“Now, I am human,” said Komezusense Samuel, a thirty-seven
year old released prisoner from southwestern Rwanda who had attended
a Healing and Rebuilding Our Communities (HROC) workshop last summer.
We had been traveling around Rwanda for two weeks and were just finishing
up our interviews, when Samuel’s statement filled the room with
a tender stillness. The simple phrase struck a cord, articulating the
complex feelings of many people that we had talked to in our assessment
of the impact of HROC. It simultaneously alluded to a newfound ability
to feel all that had been made numb and forcibly forgotten in the past
thirteen years and also to a basic kinship between all human beings
which had been long abandoned in Rwanda, since the genocide. Samuel
sat before us that day a different man, and he was not alone. As we
interviewed more and more people, it became clear that HROC had had
a transforming influence on the lives of all of its participants; influence
which precipitated inner changes and defied quantification. Thus the
results we present here are not displayed with charts or graphs, but
lie in the voices of those touched by HROC. They point to an undeniable
spirit that is steadily building throughout the country and bringing
with it a new Rwanda.
With funding from
the United States Institute of Peace, the Thomas H and Mary Williams
Shoemaker Fund, Philadelphia Yearly Meeting’s
Bequest Funds, the American Friends Service Committee, and individual
donors plus support from the African Great Lakes Initiative’s
general funds, the Friends Peace House of Rwanda has held 75 Healing
and Rebuilding Our Communities (HROC) workshops throughout Rwanda since
2003. To evaluate the impact of these workshops, we have interviewed
25 past participants, facilitators, friends of participants, and community
members to see how HROC has touched people’s lives and how it
can be improved upon in the future. The feedback has been overwhelmingly
positive. Those who were interviewed described significant changes
in their lives since attending the workshop as well as the lives of
those around them. From a decrease in trauma symptoms to a newfound
desire to seek and grant forgiveness, participant after participant
recounted personal transformations precipitated by HROC.
interview process, there were five main themes that emerged.

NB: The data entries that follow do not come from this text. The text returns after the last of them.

PR #594, opened 2024-07-02
Update to latest p2p API

joshua-kim:
## Why this should be merged

Updates to https://github.com/ava-labs/avalanchego/pull/2753 version of the p2p API which adds a feature to respond with application-defined errors. This is needed as part of the interface update.

## How this works

Updates interface signatures

## How this was tested

CI

### DIFF
--- a/plugin/evm/gossip.go
+++ b/plugin/evm/gossip.go
@@ -10,14 +10,14 @@ import (
 	"sync/atomic"
 	"time"
 
-	"github.com/ethereum/go-ethereum/common"
+	ethcommon "github.com/ethereum/go-ethereum/common"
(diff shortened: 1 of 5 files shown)


plugin/evm/gossip.go
```diff
@@ -10,14 +10,15 @@ import (
 	"sync/atomic"
 	"time"
 
-	"github.com/ava-labs/avalanchego/ids"
-	"github.com/ava-labs/avalanchego/utils/logging"
```
joshua-kim, line 14: My IDE auto-fixed this diff... can undo if people want.

darioush (approved):

PR #254, opened 2026-05-09
feat(branding): tab label overrides for fork customization

omar-zarka:
## Summary

Adds an optional `tabs` namespace to `config/branding` so a fork can rename the bottom tabs (Home / Surahs / Search / Collection / Settings) without patching `app/(tabs)/_layout.tsx`. Today these labels are hardcoded in three places (iOS NativeTabs, Android `Tabs.Screen`, tablet sidebar `Tabs.Screen`) and any rename produces an 8-line diff that conflicts on every upstream merge.

Extends RFC-007 (App-layer multi-tenancy seams). Zero behavior change for Bayaan.

## Motivation

RFC-007 covered identity strings (`appName`, support URLs, etc.) but didn't extend to in-app navigation copy. Forks regularly want different framing — Qariah is renaming "Home" to "Listen" (audio-focused product) and "Surahs" to "Mushaf" (Arabic-first audience), and other forks have asked about similar tweaks.

The current alternative is a local patch to 15 string literals across `_layout.tsx` (5 in `IOSTabs`, 5 in `AndroidTabs`, 5 in `TabletTabs`). And `_layout.tsx` is exactly the file that gets touched whenever upstream adds a tab feature (mini-player, tablet sidebar, etc.), maximizing conflict risk.

The override is purely additive — every label falls back to Bayaan's current string when the config key is absent.

## Scope: labels only, not icons

This PR intentionally **does not** add icon overrides. Bayaan's tab icons are wired through three different surfaces:

- iOS NativeTabs: PNG `require()` calls bundled at compile time (Metro static-analysis requirement).
- Android `BottomTabBar`: switch on `routeName` returning React component (`HomeIcon`, `QuranIcon`, …).
- Tablet sidebar: same switch as Android.

Refactoring to a fork-overridable icon registry while preserving NativeTabs' template rendering and Metro's static `require()` discovery is a substantially larger change that would benefit from its own RFC. Forks needing a different icon (Qariah wants headphones for the renamed "Listen" tab) can do a small local edit to the three switch cases — much narrower than the 15-string label changes this PR addresses.

## Design

`config/branding.d.ts`:

```ts
export interface BrandingTab {
  label?: string;
}

export interface BrandingTabs {
  home?: BrandingTab;
  surahs?: BrandingTab;
  search?: BrandingTab;
  collection?: BrandingTab;
  settings?: BrandingTab;
}

export interface Branding {
  // …existing fields…
  tabs?: BrandingTabs;  // optional; absent on Bayaan
}
```

`app/(tabs)/_layout.tsx`:

```ts
import branding from '@/config/branding';

const tabLabels = {
  home: branding.tabs?.home?.label ?? 'Home',
  surahs: branding.tabs?.surahs?.label ?? 'Surahs',
  search: branding.tabs?.search?.label ?? 'Search',
  collection: branding.tabs?.collection?.label ?? 'Collection',
  settings: branding.tabs?.settings?.label ?? 'Settings',
};

// IOSTabs:   <NativeTabs.Trigger.Label>{tabLabels.home}</NativeTabs.Trigger.Label>
// AndroidTabs / TabletTabs:   <Tabs.Screen … options={{title: tabLabels.home}} />
```

That's the entire diff: one import, one constant table, and search-and-replace of 15 string literals across three layout components. `BottomTabBar` and `TabletSidebar` both already read `options.title` from React Navigation, so they pick up the override automatically without further changes.

## Why labels-only and not a full tab registry

A fully generic tab system (`branding.tabs = [...]` with arbitrary route names, ordering, hide/show flags) sounds tempting but blows up scope:

- Route names are filesystem-bound (`app/(tabs)/(a.home)` etc.); reordering or hiding requires Expo Router config + screen reachability handling.
- `BottomTabBar`'s icon switch + navigation hooks would need to become dynamic.
- Tablet sidebar has additional layout logic (rail vs. labeled, mini-player dock).

**Labels-only is the 80/20** — covers every fork-renaming use case I've heard, with a ~60-line diff and zero structural change. If/when there's clear demand for tab reordering or hide flags, that's a separate RFC.

## Backward compatibility

- `branding.tabs` is optional; absent on Bayaan today.
- Each `tabs.<name>.label` is optional; nullish-coalesces to the current hardcoded string.
- No type breaks, no runtime breaks, no asset changes.
- Tablet sidebar inherits via React Navigation `options.title` — no separate override path needed.

## Test plan

- [x] `tsc --noEmit` clean locally.
- [ ] CI lint + tests pass.
- [ ] Bayaan boot-gate (iOS + Android + iPad): all five tab labels render as "Home / Surahs / Search / Collection / Settings" — visual regression check.
- [ ] Manual smoke: temporarily add `tabs: {home: {label: 'TEST'}}` to `config/branding.js`, confirm label updates on iOS NativeTabs, Android BottomTabBar, and tablet sidebar. Verify removal restores normal appearance.

## Companion fork PR

Qariah will land a no-op shim of this change immediately after merge: removes its local `QARIAH-PENDING-UPSTREAM` patch and starts using `tabs: {home: {label: 'Listen'}, surahs: {label: 'Mushaf'}}` directly in its `config/branding.js`.

### DIFF
--- a/app/(tabs)/_layout.tsx
+++ b/app/(tabs)/_layout.tsx
@@ -14,6 +14,17 @@ import {FloatingPlayer} from '@/components/player/v2/FloatingPlayer';
 import {TabletSidebar} from '@/components/tablet/TabletSidebar';
 import {useResponsive} from '@/hooks/useResponsive';
 import {USE_GLASS} from '@/hooks/useGlassProps';
+import branding from '@/config/branding';
+
+// Resolved once at module load. Bayaan's defaults are used when a fork
+// hasn't supplied a `branding.tabs.<name>.label` override.
+const tabLabels = {
+  home: branding.tabs?.home?.label ?? 'Home',
+  surahs: branding.tabs?.surahs?.label ?? 'Surahs',
+  search: branding.tabs?.search?.label ?? 'Search',
+  collection: branding.tabs?.collection?.label ?? 'Collection',
+  settings: branding.tabs?.settings?.label ?? 'Settings',
+};
 
 // PNG tab icons for NativeTabs (iOS) — template-rendered by the native tab bar
 const tabIcons = {
@@ -66,7 +77,7 @@ function IOSTabs() {
         name="(a.home)"
         contentStyle={{backgroundColor: theme.colors.background}}>
         <NativeTabs.Trigger.Icon src={tabIcons.home} renderingMode="template" />
-        <NativeTabs.Trigger.Label>Home</NativeTabs.Trigger.Label>
+        <NativeTabs.Trigger.Label>{tabLabels.home}</NativeTabs.Trigger.Label>
       </NativeTabs.Trigger>
 
       <NativeTabs.Trigger
@@ -76,7 +87,7 @@ function IOSTabs() {
           src={tabIcons.surahs}
           renderingMode="template"
         />
-        <NativeTabs.Trigger.Label>Surahs</NativeTabs.Trigger.Label>
+        <NativeTabs.Trigger.Label>{tabLabels.surahs}</NativeTabs.Trigger.Label>
       </NativeTabs.Trigger>
 
       <NativeTabs.Trigger
@@ -87,7 +98,7 @@ function IOSTabs() {
           src={tabIcons.search}
           renderingMode="template"
         />
-        <NativeTabs.Trigger.Label>Search</NativeTabs.Trigger.Label>
+        <NativeTabs.Trigger.Label>{tabLabels.search}</NativeTabs.Trigger.Label>
       </NativeTabs.Trigger>
 
       <NativeTabs.Trigger
@@ -97,7 +108,7 @@ function IOSTabs() {
           src={tabIcons.collection}
           renderingMode="template"
         />
-        <NativeTabs.Trigger.Label>Collection</NativeTabs.Trigger.Label>
+        <NativeTabs.Trigger.Label>{tabLabels.collection}</NativeTabs.Trigger.Label>
       </NativeTabs.Trigger>
 
       <NativeTabs.Trigger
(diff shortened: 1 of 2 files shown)


OKKHALIL3 (changes requested):
Holding on this one for a few reasons.

**1. Half-built abstraction — labels without icons**

The code comment in `branding.d.ts` explicitly says icon overrides are deferred to a future RFC. So right now a fork can rename "Surahs" to "Chapters" but can't change the icon sitting next to it. That's an inconsistent seam — a fork using this system ships a mismatched label/icon pair until icons land. I'd rather these ship together in one RFC than have a partial system that forks depend on before it's coherent.

**2. Tab labels resolved at module load**

```ts
const tabLabels = {
  home: branding.tabs?.home?.label ?? 'Home',
  ...
};
```

This bakes labels at module import time. If we ever add runtime language switching or dynamic branding this pattern blocks it. It's a subtle constraint we're committing to now that forecloses options later.

**3. No RFC doc**

Same concern as #253 — this is architectural work that establishes an API surface forks will depend on. It needs a spec. What does the full `tabs` branding system look like? What's in scope and explicitly out of scope? Without that I can't tell if this is the right slice or a premature one.

omar-zarka:
Thanks @OKKHALIL3 — withdrawing this alongside #253 for the same reason and I think your critique here is sharper than mine was when I scoped this PR.

You're right that "labels only, icons deferred to a future RFC" is exactly the kind of half-built abstraction that becomes load-bearing before the full system is coherent. A fork that adopts this would ship mismatched label/icon pairs until the icon RFC landed — which is the worst of both worlds for users of the abstraction.

The module-load resolution critique is also fair. I picked it for simplicity but it forecloses runtime language switching and dynamic branding for everyone, not just us, and that's not a constraint Bayaan should commit to lightly.

Same plan as #253: this collapses into **RFC-008: Branding theme + tabs as a coherent multi-tenant surface**. The icon-overrides design is the open question — needs a registry pattern that survives Metro static `require()` analysis. We'll work that out in the RFC before any code.

Full internal retro at `planning/sprint-10-11-learnings.md` on the Qariah side. Thanks for holding the line on this — the platform extraction is too important to compromise with half-built seams.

The
first relates to culture. Although the program was developed
in the Great Lakes region, some of the teachings are derived from Western
psychology, and we wanted to assess how the culture of HROC and Rwandan
culture interacted in the workshops. What we found was that HROC both
complimented the national culture and simultaneously encouraged it
to embrace reconciliation. By gathering people to discuss their problems,
incorporating song and dance into the lessons, and having a shared
meal everyday, interviewees felt that HROC faithfully reflected their
culture. They further commented that the workshops represented their
hopes for the future. In the words of Mukagakwandi Amina, a released
prisoner from Kibuye, “Workshops were better than Rwandan culture”;
comprised of values such as mutual respect, peace, and unity, they
signified what many hoped Rwanda could one day become.

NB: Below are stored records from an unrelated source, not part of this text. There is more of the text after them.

PR #260, opened 2026-05-15
feat: branding.homeRowConfig — multi-tenant Listen-tab row order

omar-zarka:
## Summary

Adds an optional `homeRowConfig: HomeRow[]` field to the `Branding` interface, letting forks reorder, hide, or omit Listen-tab home rows without forking `RecitersView.tsx`. **Bayaan behavior is unchanged** — the field has a built-in default that mirrors today's hardcoded order, and the new code path is opt-in.

Continues the multi-tenancy work that started with [RFC-007](https://github.com/thebayaan/Bayaan/pull/235) (which shipped `Branding.appName`, `featureFlags`, `CatalogProvider`).

## What this changes

**`config/branding.d.ts`**
- New `HomeRowId` union (12 ids — one per existing section in `RecitersView`).
- New `HomeRow` interface (`{id: HomeRowId, enabled: boolean}`).
- New optional `Branding.homeRowConfig?: HomeRow[]` field.

**`config/branding.js`**
- Explicit `homeRowConfig` array with all 12 rows enabled in today's render order. Acts as both runtime default for Bayaan and a documentation example for forks.

**`components/RecitersView.tsx`**
- Replaces the inline ``{cond && <Section …/>}`` block with a `rowNodes: Record<HomeRowId, React.ReactNode>` registry + a config-driven `.filter(enabled).map(render)` block.
- Each registry entry preserves the existing conditional gating verbatim (e.g. ``validRecentTracks.length > 0 ? <Section …/> : null``); runtime semantics are identical.
- Falls back to a built-in `DEFAULT_HOME_ROW_CONFIG` when `branding.homeRowConfig` is undefined (defensive — Bayaan's `branding.js` always sets it, but forks may omit).
- Hoisted Adhkar's inline `renderItem` + `keyExtractor` to module-level helpers to avoid `react/no-unstable-nested-components`.

## Why pre-built `ReactNode` (vs factory functions)

I tried `Record<HomeRowId, () => React.ReactNode>` first — cleaner-looking but trips `react/no-unstable-nested-components` because the factories close over hooks-derived state. Pre-built JSX has identical runtime cost (each branch's `null` is what the current `&&` chain already does) and keeps the lint clean.

## What about empty-data rows?

Two-layer hiding: a row hides if `enabled: false` in the config OR if its underlying data is empty (existing behavior preserved per-entry). Forks can leave all rows `enabled: true` and rely on data-empty self-hide for "show when relevant" semantics, or set `enabled: false` to hard-hide a row even when data exists.

## What about unknown ids?

Silently skipped. Forward-compat for forks that haven't been updated when a new upstream row is added — they continue to work, just without the new row.

## Verification

- `npx tsc --noEmit` — clean
- `npx eslint components/RecitersView.tsx config/branding.{js,d.ts}` — no new findings (2 pre-existing warnings unchanged: ``verticalScale`` import, ``theme`` prop on MemoizedFlatList)
- Manual: same 12 rows render in same order when `homeRowConfig` is at its default

## Follow-on RFC (for context, not in this PR)

A companion XF-NNN RFC for the Listen-tab top hero region (`branding.listenTabTopComponent`) will open separately as a doc-only PR first — same fork-need, different abstraction (top tile shape vs row order).

## Test plan

- [ ] Pull this branch, `npm install`, run the app on iOS or Android.
- [ ] Confirm the Listen tab renders identically to `develop` (same 12 rows, same order, same conditional hiding when data is empty).
- [ ] Optional: temporarily edit `config/branding.js` `homeRowConfig` to reorder/disable rows and confirm the UI follows.


osmansaeday:
### Code review

osmansaeday (approved):
LGTM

The second theme concerns the trauma-healing aspect of the program.
For most participants, the workshop was the first time they had heard
or understood the word trauma. Being able to identify and put a name
to the physical symptoms of trauma that they had been experiencing
since the genocide validated many unacknowledged feelings. Furthermore,
it helped to bridge the divide between survivors and released prisoners
by enabling them to see one another in a different light. Instead of
hatred, there was a new sense of commonality and mutual understanding,
which then led to the third theme of rebuilding relationships. Using
the images of the Tree of Mistrust and the Tree of Trust, participants
examined the processes of destroying and rebuilding trust and said
they found a renewed hope.
This increased awareness about trauma and trust gave way to the fourth
theme: forgiveness. Although forgiveness is not one of the main goals
of HROC, it was nonetheless a welcomed by-product of the workshops.
Interviews revealed that participants, who had vowed never to forgive,
now felt empowered to release their lingering anger and reconcile with
people who had killed their loved ones.
The last theme concerns the long-term effects of the HROC workshops.

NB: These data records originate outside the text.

PR #261, opened 2026-05-15
docs: RFC-008 — listen-tab top-region component slot (doc-only)

omar-zarka:
## Summary

Proposes an opt-in `Branding.listenTabTopComponent?: ComponentType` slot for the Listen tab's top region (currently the hardcoded `<RecitersHero />` in `components/RecitersView.tsx`). Bayaan's behavior is unchanged when the slot is empty.

**Doc-only by design.** The component-as-config pattern is unusual for a `Branding` interface — opening this as a design discussion first lets us align on the shape before any code lands. The RFC explicitly considers three alternatives (declarative tile schema, string enum, status quo) and explains why a plain component slot won.

If the maintainer prefers an alternative shape, this RFC is withdrawn and a new one opens with the preferred shape.

## Why this RFC

This is the second in the XF-NNN multi-tenancy series:
- **RFC-007** (merged): the `Branding` interface itself
- **PR #260** (open as of this writing): `branding.homeRowConfig` for the rows beneath the hero
- **RFC-008** (this PR, doc-only): the hero region

After this RFC + a follow-on code PR land, Qariah's diff for `components/RecitersView.tsx` drops from ~620 lines (its current shared-file divergence) to ~10 lines (the title-string override that PR #260 introduces).

## What's in the RFC

The full doc lives at `docs/rfcs/008-listen-tab-top-slot.md`:
- **Motivation:** real cite of where `RecitersHero` is hardcoded today + the Qariah-side workaround.
- **Decision:** the proposed `ComponentType` slot + the ~10-line Bayaan-side change.
- **Alternatives considered:** declarative tile schema, string enum, status quo — each rejected with reasoning.
- **Consequences:** positive / neutral / negative with the unusual-pattern caveat called out explicitly.
- **Open questions:** three deliberate non-decisions (slot props shape, error boundary, footer slot).

## What this PR is NOT

- **Not a code PR.** No `RecitersView.tsx` changes, no `branding.{d.ts,js}` changes. Just the RFC doc.
- **Not a commitment to land the code as-described.** If the design discussion produces a better shape, the code PR follows the agreed shape.

## Test plan

- [ ] Read `docs/rfcs/008-listen-tab-top-slot.md`.
- [ ] Comment with maintainer preference: ship as proposed / pick an alternative / reject.


osmansaeday (approved):
LGTM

In addition to the great individual transformations we saw during the
interviews, we also found that HROC had effected entire communities.
From counseling others, to educating friends and family about trauma,
to resolving neighborhood conflicts, to forming associations, HROC
participants took what they learned and brought it into their communities.
In the end, participants
recommended more workshops and further support for participants following
the three day trainings. “I wish everyone
could attend,” said Komezusense Samuel, a released prisoner. “Do
more workshops,” echoed Mukayiranga Béatrice, a genocide
survivor. Throughout the two weeks of interviews, these sentences were
the foremost recommendations we heard from people. The praise for HROC
was overwhelming and so was the demand for more - more workshops, more
participants, more days, more facilitators, more help! Some interviewees
suggested targeting specific groups of Rwandans to more efficiently
spread the message; some stressed follow-up visits from facilitators;
still others suggested a certificate program. The point was abundantly
clear; we could not stop here or be satisfied with what had already
been accomplished. No, we needed to push beyond the praise and go deeper,
improve our methods, and take the program farther.